There are many reasons why a director may want to resign from a limited company. They may wish to retire or take on a new challenge. In some situations, they may have been asked to step down by other directors.
However, regardless of the reason for the resignation, there are important steps that must be followed to ensure that the resignation is completed correctly.
Let other directors know
An important first step is to let the other directors of the company know. Some directors make the mistaken assumption that alerting Companies House is the only action they need to take.
If the director who wants to resign is the sole director of the company, they need to ensure a new director is in place before their resignation. If they don’t do this the company could be struck from the register at Companies House.
From a practical point of view the director may also want to make customers and key stakeholders aware of their resignation, date of departure and who their contact at the business will be moving forward.
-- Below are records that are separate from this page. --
Issue #10061, opened 2020-08-28
Bug: Comments that Point to Another Comment via a Liquid Tag Are Invalid if Liquid Tag referenced Comment is Deleted 


mstruve:
**Describe the bug**

If you have a comment that references another comment and that comment is deleted, the original comment becomes invalid. For example:
Comment A Markdown: `Checkout {% devcomment 1b %}`
If Comment with id_code `1b` is deleted, Comment A becomes invalid and can no longer be saved. This prevents others from reacting to it amongst other things. 

**To Reproduce**

1. Create a comment with a comment liquid tag that points to a second comment. 
2. Delete the comment referenced by the liquid tag.
3. Attempt to save the original comment with the liquid tag. You will get the following error. `StandardError, "Invalid comment ID or comment does not exist"`

**Expected behavior**

Comments that reference other comments should remain valid even if the other comment is deleted. I would suspect that instead of displaying the comment for the liquid tag it would display a message along the lines of "Comment has been removed"

msarit:
I'll grab this! 😄

PR #10486, opened 2020-09-29
Fix bug that arises when  a previously tagged comment is deleted

msarit:

- [ ] Refactor
- [ ] Feature
- [X] Bug Fix
- [ ] Optimization
- [ ] Documentation Update

## Description
See [Issue #10061](https://github.com/forem/forem/issues/10061). If a user edits their comment that contained a Comment Tag to a comment that no longer exists, upon saving their edits, the save-action fails silently; navigating to the user's original comment also 404's.
This bug fix returns the message `"Comment Not Found"` if a previously-tagged comment no longer exists.

**Additional Considerations:**
We may want to fix the silent failure of the save-action, perhaps display some sort of error message. This is beyond the scope of this PR. 

1. Fire up your dev environment and sign in using two different profiles (use incognito windows).
2. As Profile1, create a Comment (1) and note its permalink id_code
3. As Profile2, create a Comment (2) and Tag Comment1 in it
4. Delete Comment1
5. Edit Comment2 and save. You should now see the message "Comment Not Found" inside Comment1's liquid tag

## Added tests?

- [X] yes
- [ ] no, because I need help

## Added to documentation?

- [ ] docs.forem.com
- [ ] readme
- [X] no documentation needed

No

Bug Spray


app/liquid_tags/comment_tag.rb
```diff
@@ -14,9 +14,7 @@ def render(_context)
   end
 
   def find_comment(id_code)
-    Comment.find(id_code.to_i(26))
-  rescue ActiveRecord::RecordNotFound
-    raise StandardError, "Invalid comment ID or comment does not exist"
+    Comment.find_by(id_code: id_code)
```
msarit, line 17: I have a question about how I am finding the Comment here.

Originally, the code was
```ruby
Comment.find(id_code.to_i(26))
```

Please advise me if the conversion of the `id_code` to Integer Base 26 is essential. Cos that would mean my approach above is inappropriate 🤷‍♀️

rhymes: I think it's fine, as `id_code` is the serialization of `id.to_i(26)` as indicated here 

https://github.com/forem/forem/blob/53deac75cde12bca16f680369424dfd187705f85/app/models/comment.rb#L90-L94

If the liquid tag tests are still working then it's working ;)

rhymes (approved):
Great job @msarit!

benhalpern (approved):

Write a letter of resignation
Although there is more to the resignation of a director than a letter of resignation, it is still a vital step in the process. The letter will need to be sent to the company, ideally including the proposed date of resignation.
Check legal documents and agreements
The resignation process may depend on what is set out in various legal documents and agreements. As such, an important step is to review these documents to ensure that the correct process is followed.
This includes the director’s service agreement or employment contract (if there is one) to check if there is a required resignation process.
The terms of any existing shareholders agreement should also be checked for the required process and consequences of resignation. For example, if the director is also a shareholder they may need to transfer their shares for a certain price. Shareholders’ consent may also be required to authorise the resignation.
The company’s articles of association may also include details of the resignation process and these should also be reviewed.
Some directors may make loans to the company, or the company may have made a loan to the director. If this is the case, the relevant loan agreement must be verified. The balance should be checked as well as the repayment terms to verify how the resignation might affect the loan and repayment schedule.
Get confirmation of company’s approval
A board resolution or board minutes are typically required to confirm the company’s approval of the resignation. This may be subject to any variations which may be required depending on the terms of the documents outlined above.
Notify Companies House
Companies House will need to be notified of the director’s resignation within fourteen days of the resignation by filing a TM01 form at Companies House.
After a director has resigned from a limited company, they will no longer have any legal responsibilities for the company and if the business encounters financial difficulties in the future there will be no impact on the director who has resigned, provided that they have followed the steps referred to in this article.